§ What to produce
Repeat only the stretch of lines below that runs from the line with "PR #3875, opened 2021-09-13" through the line with "- [cosmetic] I", unaltered.

Collected data:
*****

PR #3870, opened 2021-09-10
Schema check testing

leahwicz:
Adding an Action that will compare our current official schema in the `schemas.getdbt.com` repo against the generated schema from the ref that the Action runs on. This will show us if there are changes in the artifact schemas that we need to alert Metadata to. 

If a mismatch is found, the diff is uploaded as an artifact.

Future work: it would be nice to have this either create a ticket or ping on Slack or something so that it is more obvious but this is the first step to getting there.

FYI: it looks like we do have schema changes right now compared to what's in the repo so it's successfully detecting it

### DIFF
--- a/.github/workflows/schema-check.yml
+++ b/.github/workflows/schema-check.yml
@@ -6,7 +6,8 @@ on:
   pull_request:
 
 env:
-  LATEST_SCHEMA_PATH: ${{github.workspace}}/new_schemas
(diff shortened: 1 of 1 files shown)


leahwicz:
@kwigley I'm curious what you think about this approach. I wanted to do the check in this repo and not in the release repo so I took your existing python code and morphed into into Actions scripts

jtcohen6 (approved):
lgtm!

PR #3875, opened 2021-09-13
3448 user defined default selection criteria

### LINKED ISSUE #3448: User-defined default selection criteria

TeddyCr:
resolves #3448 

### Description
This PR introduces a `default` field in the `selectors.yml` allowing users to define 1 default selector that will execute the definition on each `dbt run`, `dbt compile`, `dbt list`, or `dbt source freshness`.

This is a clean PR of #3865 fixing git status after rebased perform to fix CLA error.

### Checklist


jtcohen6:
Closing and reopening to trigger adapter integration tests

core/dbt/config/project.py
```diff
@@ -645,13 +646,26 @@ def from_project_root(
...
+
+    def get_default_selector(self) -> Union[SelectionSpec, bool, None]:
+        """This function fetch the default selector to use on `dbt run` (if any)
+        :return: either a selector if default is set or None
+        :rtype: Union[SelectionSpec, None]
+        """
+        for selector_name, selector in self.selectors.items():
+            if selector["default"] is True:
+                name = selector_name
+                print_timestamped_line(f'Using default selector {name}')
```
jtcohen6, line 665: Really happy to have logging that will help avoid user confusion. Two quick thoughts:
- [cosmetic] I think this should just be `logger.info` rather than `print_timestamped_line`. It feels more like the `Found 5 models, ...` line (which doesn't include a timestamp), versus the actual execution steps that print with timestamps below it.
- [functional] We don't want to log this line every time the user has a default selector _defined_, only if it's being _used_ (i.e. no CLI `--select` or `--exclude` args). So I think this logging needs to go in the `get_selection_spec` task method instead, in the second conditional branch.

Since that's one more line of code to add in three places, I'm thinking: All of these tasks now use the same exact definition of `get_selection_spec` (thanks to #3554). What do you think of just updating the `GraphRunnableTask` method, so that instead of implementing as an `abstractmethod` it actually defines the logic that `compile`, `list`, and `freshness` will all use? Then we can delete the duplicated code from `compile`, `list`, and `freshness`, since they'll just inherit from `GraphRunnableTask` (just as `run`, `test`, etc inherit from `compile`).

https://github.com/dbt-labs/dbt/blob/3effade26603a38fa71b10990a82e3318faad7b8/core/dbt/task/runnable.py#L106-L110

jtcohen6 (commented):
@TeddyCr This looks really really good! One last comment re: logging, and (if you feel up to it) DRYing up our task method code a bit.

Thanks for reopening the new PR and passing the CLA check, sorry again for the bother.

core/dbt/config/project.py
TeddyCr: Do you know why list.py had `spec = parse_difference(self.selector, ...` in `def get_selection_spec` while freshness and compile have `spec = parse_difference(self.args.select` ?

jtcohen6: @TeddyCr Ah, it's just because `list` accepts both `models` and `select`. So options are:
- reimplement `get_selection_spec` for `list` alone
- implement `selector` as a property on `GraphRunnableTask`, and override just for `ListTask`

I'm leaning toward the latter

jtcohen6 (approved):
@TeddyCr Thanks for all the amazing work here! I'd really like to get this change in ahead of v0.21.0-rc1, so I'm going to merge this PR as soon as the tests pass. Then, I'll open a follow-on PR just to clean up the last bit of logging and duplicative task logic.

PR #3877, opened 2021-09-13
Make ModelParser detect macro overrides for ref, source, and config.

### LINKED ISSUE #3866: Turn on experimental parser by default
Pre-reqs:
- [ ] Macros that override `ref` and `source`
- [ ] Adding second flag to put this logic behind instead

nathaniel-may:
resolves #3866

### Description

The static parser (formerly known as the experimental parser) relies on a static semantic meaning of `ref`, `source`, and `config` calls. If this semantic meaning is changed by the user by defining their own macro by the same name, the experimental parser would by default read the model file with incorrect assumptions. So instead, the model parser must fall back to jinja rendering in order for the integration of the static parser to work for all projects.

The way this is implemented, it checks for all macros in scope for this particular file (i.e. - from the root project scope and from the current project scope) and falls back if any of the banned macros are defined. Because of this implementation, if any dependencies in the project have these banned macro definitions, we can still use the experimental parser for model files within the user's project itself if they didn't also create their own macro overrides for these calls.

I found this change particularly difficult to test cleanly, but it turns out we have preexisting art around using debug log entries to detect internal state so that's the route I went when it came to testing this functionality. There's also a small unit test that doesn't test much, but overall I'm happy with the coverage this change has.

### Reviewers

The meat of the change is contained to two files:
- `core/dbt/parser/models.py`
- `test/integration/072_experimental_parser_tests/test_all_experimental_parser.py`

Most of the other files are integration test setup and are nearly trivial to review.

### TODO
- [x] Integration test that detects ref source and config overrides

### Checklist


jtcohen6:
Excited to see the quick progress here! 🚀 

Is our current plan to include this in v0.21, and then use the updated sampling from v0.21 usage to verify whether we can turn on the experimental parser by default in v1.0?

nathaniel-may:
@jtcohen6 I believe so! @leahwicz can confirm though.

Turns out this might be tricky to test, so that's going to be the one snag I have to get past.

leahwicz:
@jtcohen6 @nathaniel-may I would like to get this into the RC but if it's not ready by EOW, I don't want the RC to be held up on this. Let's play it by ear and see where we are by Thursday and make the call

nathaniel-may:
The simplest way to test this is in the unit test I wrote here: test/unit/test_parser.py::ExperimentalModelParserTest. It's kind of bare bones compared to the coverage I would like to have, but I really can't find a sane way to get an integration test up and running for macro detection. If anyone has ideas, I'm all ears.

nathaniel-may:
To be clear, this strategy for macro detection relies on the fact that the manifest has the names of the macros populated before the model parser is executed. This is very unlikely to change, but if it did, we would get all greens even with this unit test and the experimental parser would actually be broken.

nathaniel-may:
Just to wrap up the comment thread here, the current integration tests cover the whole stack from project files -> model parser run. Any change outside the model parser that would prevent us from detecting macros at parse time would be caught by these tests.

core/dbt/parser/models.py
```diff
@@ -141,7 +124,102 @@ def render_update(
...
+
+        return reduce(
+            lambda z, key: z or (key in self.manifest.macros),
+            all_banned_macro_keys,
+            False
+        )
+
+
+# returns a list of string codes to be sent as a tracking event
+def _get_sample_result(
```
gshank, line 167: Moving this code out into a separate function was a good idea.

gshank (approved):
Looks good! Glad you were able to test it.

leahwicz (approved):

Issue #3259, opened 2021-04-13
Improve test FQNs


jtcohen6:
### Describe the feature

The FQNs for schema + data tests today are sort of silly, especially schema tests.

*****

§ Exercise response
PR #3875, opened 2021-09-13
3448 user defined default selection criteria

### LINKED ISSUE #3448: User-defined default selection criteria

TeddyCr:
resolves #3448 

### Description
This PR introduces a `default` field in the `selectors.yml` allowing users to define 1 default selector that will execute the definition on each `dbt run`, `dbt compile`, `dbt list`, or `dbt source freshness`.

This is a clean PR of #3865 fixing git status after rebased perform to fix CLA error.

### Checklist


jtcohen6:
Closing and reopening to trigger adapter integration tests

core/dbt/config/project.py
```diff
@@ -645,13 +646,26 @@ def from_project_root(
...
+
+    def get_default_selector(self) -> Union[SelectionSpec, bool, None]:
+        """This function fetch the default selector to use on `dbt run` (if any)
+        :return: either a selector if default is set or None
+        :rtype: Union[SelectionSpec, None]
+        """
+        for selector_name, selector in self.selectors.items():
+            if selector["default"] is True:
+                name = selector_name
+                print_timestamped_line(f'Using default selector {name}')
```
jtcohen6, line 665: Really happy to have logging that will help avoid user confusion. Two quick thoughts:
- [cosmetic] I think this should just be `logger.info` rather than `print_timestamped_line`. It feels more like the `Found 5 models, ...` line (which doesn't include a timestamp), versus the actual execution steps that print with timestamps below it.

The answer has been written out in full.